> What is expected
The records below should be written out again, exactly.

[Dataset records]
== Segment start ==

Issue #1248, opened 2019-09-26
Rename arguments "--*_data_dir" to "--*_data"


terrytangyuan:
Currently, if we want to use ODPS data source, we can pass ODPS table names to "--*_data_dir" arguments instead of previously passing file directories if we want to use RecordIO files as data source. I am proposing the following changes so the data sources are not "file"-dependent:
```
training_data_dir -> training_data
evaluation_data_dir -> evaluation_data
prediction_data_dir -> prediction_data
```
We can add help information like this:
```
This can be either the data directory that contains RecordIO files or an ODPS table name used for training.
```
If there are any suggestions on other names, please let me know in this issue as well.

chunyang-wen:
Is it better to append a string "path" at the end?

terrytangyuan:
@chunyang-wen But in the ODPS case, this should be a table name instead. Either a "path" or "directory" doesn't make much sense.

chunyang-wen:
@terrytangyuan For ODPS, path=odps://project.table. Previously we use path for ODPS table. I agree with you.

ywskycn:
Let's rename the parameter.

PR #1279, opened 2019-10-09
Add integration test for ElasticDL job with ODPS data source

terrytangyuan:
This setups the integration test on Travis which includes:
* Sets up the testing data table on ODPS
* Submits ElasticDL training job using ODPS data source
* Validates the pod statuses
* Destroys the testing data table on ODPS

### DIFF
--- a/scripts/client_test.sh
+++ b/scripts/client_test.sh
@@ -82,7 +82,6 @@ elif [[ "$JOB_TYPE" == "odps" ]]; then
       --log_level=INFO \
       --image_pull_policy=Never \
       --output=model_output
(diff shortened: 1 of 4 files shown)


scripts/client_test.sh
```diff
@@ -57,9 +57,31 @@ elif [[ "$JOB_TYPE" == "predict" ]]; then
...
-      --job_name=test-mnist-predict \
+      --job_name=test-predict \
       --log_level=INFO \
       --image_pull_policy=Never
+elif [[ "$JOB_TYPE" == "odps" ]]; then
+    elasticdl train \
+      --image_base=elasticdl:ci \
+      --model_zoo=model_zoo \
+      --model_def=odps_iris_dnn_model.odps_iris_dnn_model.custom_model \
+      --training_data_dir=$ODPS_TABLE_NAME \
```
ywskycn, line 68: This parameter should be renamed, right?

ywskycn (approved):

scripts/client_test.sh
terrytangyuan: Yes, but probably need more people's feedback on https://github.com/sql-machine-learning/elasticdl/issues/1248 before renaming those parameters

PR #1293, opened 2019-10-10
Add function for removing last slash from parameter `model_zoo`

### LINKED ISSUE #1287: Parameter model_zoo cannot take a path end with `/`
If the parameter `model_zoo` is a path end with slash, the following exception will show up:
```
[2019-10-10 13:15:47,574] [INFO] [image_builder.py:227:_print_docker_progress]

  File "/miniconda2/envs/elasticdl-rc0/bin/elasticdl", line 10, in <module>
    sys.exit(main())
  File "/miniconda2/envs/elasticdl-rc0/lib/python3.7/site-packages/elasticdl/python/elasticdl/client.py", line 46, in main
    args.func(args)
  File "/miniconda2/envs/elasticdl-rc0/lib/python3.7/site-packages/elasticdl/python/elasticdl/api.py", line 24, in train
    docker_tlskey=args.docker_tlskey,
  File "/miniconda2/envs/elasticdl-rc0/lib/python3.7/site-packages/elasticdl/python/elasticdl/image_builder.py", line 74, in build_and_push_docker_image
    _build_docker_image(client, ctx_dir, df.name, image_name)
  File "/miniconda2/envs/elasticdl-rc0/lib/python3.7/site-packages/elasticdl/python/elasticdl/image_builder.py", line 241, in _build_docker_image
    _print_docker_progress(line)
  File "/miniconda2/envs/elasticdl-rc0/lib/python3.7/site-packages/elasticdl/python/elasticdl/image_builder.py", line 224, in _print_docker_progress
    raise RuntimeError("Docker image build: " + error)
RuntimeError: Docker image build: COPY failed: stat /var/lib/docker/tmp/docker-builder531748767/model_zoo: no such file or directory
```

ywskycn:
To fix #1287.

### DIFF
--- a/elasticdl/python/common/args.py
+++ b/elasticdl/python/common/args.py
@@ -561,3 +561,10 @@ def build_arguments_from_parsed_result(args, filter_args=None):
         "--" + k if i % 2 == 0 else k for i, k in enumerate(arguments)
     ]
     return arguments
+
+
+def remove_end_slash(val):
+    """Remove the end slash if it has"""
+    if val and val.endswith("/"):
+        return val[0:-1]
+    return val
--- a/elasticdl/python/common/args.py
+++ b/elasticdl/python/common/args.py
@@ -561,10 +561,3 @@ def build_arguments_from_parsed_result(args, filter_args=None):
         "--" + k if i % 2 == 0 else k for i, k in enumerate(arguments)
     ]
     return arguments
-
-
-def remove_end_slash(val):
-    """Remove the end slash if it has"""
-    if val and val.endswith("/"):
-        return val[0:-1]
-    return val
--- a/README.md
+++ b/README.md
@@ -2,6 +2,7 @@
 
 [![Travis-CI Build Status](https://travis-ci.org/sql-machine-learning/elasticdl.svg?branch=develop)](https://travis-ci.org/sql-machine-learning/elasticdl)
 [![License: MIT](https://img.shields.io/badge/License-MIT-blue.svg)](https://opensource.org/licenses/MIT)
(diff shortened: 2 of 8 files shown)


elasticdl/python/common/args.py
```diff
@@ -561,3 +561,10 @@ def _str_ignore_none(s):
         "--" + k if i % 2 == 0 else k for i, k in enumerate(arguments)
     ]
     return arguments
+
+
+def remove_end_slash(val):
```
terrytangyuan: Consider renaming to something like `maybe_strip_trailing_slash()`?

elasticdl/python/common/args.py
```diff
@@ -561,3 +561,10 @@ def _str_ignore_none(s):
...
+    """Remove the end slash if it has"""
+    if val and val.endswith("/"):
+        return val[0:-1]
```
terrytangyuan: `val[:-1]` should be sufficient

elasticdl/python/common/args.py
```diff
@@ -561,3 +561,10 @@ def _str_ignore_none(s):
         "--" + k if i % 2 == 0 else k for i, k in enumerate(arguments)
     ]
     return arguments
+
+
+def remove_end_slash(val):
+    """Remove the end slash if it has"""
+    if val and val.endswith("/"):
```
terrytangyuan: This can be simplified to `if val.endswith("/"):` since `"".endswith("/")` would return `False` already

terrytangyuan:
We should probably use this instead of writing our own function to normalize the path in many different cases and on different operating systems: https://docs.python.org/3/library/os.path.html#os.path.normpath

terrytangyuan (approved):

== Segment end ==

> Result for this exercise
Issue #1248, opened 2019-09-26
Rename arguments "--*_data_dir" to "--*_data"


terrytangyuan:
Currently, if we want to use ODPS data source, we can pass ODPS table names to "--*_data_dir" arguments instead of previously passing file directories if we want to use RecordIO files as data source. I am proposing the following changes so the data sources are not "file"-dependent:
```
training_data_dir -> training_data
evaluation_data_dir -> evaluation_data
prediction_data_dir -> prediction_data
```
We can add help information like this:
```
This can be either the data directory that contains RecordIO files or an ODPS table name used for training.
```
If there are any suggestions on other names, please let me know in this issue as well.

chunyang-wen:
Is it better to append a string "path" at the end?

terrytangyuan:
@chunyang-wen But in the ODPS case, this should be a table name instead. Either a "path" or "directory" doesn't make much sense.

chunyang-wen:
@terrytangyuan For ODPS, path=odps://project.table. Previously we use path for ODPS table. I agree with you.

ywskycn:
Let's rename the parameter.

PR #1279, opened 2019-10-09
Add integration test for ElasticDL job with ODPS data source

terrytangyuan:
This setups the integration test on Travis which includes:
* Sets up the testing data table on ODPS
* Submits ElasticDL training job using ODPS data source
* Validates the pod statuses
* Destroys the testing data table on ODPS

### DIFF
--- a/scripts/client_test.sh
+++ b/scripts/client_test.sh
@@ -82,7 +82,6 @@ elif [[ "$JOB_TYPE" == "odps" ]]; then
       --log_level=INFO \
       --image_pull_policy=Never \
       --output=model_output
(diff shortened: 1 of 4 files shown)


scripts/client_test.sh
```diff
@@ -57,9 +57,31 @@ elif [[ "$JOB_TYPE" == "predict" ]]; then
...
-      --job_name=test-mnist-predict \
+      --job_name=test-predict \
       --log_level=INFO \
       --image_pull_policy=Never
+elif [[ "$JOB_TYPE" == "odps" ]]; then
+    elasticdl train \
+      --image_base=elasticdl:ci \
+      --model_zoo=model_zoo \
+      --model_def=odps_iris_dnn_model.odps_iris_dnn_model.custom_model \
+      --training_data_dir=$ODPS_TABLE_NAME \
```
ywskycn, line 68: This parameter should be renamed, right?

ywskycn (approved):

scripts/client_test.sh
terrytangyuan: Yes, but probably need more people's feedback on https://github.com/sql-machine-learning/elasticdl/issues/1248 before renaming those parameters

PR #1293, opened 2019-10-10
Add function for removing last slash from parameter `model_zoo`

### LINKED ISSUE #1287: Parameter model_zoo cannot take a path end with `/`
If the parameter `model_zoo` is a path end with slash, the following exception will show up:
```
[2019-10-10 13:15:47,574] [INFO] [image_builder.py:227:_print_docker_progress]

  File "/miniconda2/envs/elasticdl-rc0/bin/elasticdl", line 10, in <module>
    sys.exit(main())
  File "/miniconda2/envs/elasticdl-rc0/lib/python3.7/site-packages/elasticdl/python/elasticdl/client.py", line 46, in main
    args.func(args)
  File "/miniconda2/envs/elasticdl-rc0/lib/python3.7/site-packages/elasticdl/python/elasticdl/api.py", line 24, in train
    docker_tlskey=args.docker_tlskey,
  File "/miniconda2/envs/elasticdl-rc0/lib/python3.7/site-packages/elasticdl/python/elasticdl/image_builder.py", line 74, in build_and_push_docker_image
    _build_docker_image(client, ctx_dir, df.name, image_name)
  File "/miniconda2/envs/elasticdl-rc0/lib/python3.7/site-packages/elasticdl/python/elasticdl/image_builder.py", line 241, in _build_docker_image
    _print_docker_progress(line)
  File "/miniconda2/envs/elasticdl-rc0/lib/python3.7/site-packages/elasticdl/python/elasticdl/image_builder.py", line 224, in _print_docker_progress
    raise RuntimeError("Docker image build: " + error)
RuntimeError: Docker image build: COPY failed: stat /var/lib/docker/tmp/docker-builder531748767/model_zoo: no such file or directory
```

ywskycn:
To fix #1287.

### DIFF
--- a/elasticdl/python/common/args.py
+++ b/elasticdl/python/common/args.py
@@ -561,3 +561,10 @@ def build_arguments_from_parsed_result(args, filter_args=None):
         "--" + k if i % 2 == 0 else k for i, k in enumerate(arguments)
     ]
     return arguments
+
+
+def remove_end_slash(val):
+    """Remove the end slash if it has"""
+    if val and val.endswith("/"):
+        return val[0:-1]
+    return val
--- a/elasticdl/python/common/args.py
+++ b/elasticdl/python/common/args.py
@@ -561,10 +561,3 @@ def build_arguments_from_parsed_result(args, filter_args=None):
         "--" + k if i % 2 == 0 else k for i, k in enumerate(arguments)
     ]
     return arguments
-
-
-def remove_end_slash(val):
-    """Remove the end slash if it has"""
-    if val and val.endswith("/"):
-        return val[0:-1]
-    return val
--- a/README.md
+++ b/README.md
@@ -2,6 +2,7 @@
 
 [![Travis-CI Build Status](https://travis-ci.org/sql-machine-learning/elasticdl.svg?branch=develop)](https://travis-ci.org/sql-machine-learning/elasticdl)
 [![License: MIT](https://img.shields.io/badge/License-MIT-blue.svg)](https://opensource.org/licenses/MIT)
(diff shortened: 2 of 8 files shown)


elasticdl/python/common/args.py
```diff
@@ -561,3 +561,10 @@ def _str_ignore_none(s):
         "--" + k if i % 2 == 0 else k for i, k in enumerate(arguments)
     ]
     return arguments
+
+
+def remove_end_slash(val):
```
terrytangyuan: Consider renaming to something like `maybe_strip_trailing_slash()`?

elasticdl/python/common/args.py
```diff
@@ -561,3 +561,10 @@ def _str_ignore_none(s):
...
+    """Remove the end slash if it has"""
+    if val and val.endswith("/"):
+        return val[0:-1]
```
terrytangyuan: `val[:-1]` should be sufficient

elasticdl/python/common/args.py
```diff
@@ -561,3 +561,10 @@ def _str_ignore_none(s):
         "--" + k if i % 2 == 0 else k for i, k in enumerate(arguments)
     ]
     return arguments
+
+
+def remove_end_slash(val):
+    """Remove the end slash if it has"""
+    if val and val.endswith("/"):
```
terrytangyuan: This can be simplified to `if val.endswith("/"):` since `"".endswith("/")` would return `False` already

terrytangyuan:
We should probably use this instead of writing our own function to normalize the path in many different cases and on different operating systems: https://docs.python.org/3/library/os.path.html#os.path.normpath

terrytangyuan (approved):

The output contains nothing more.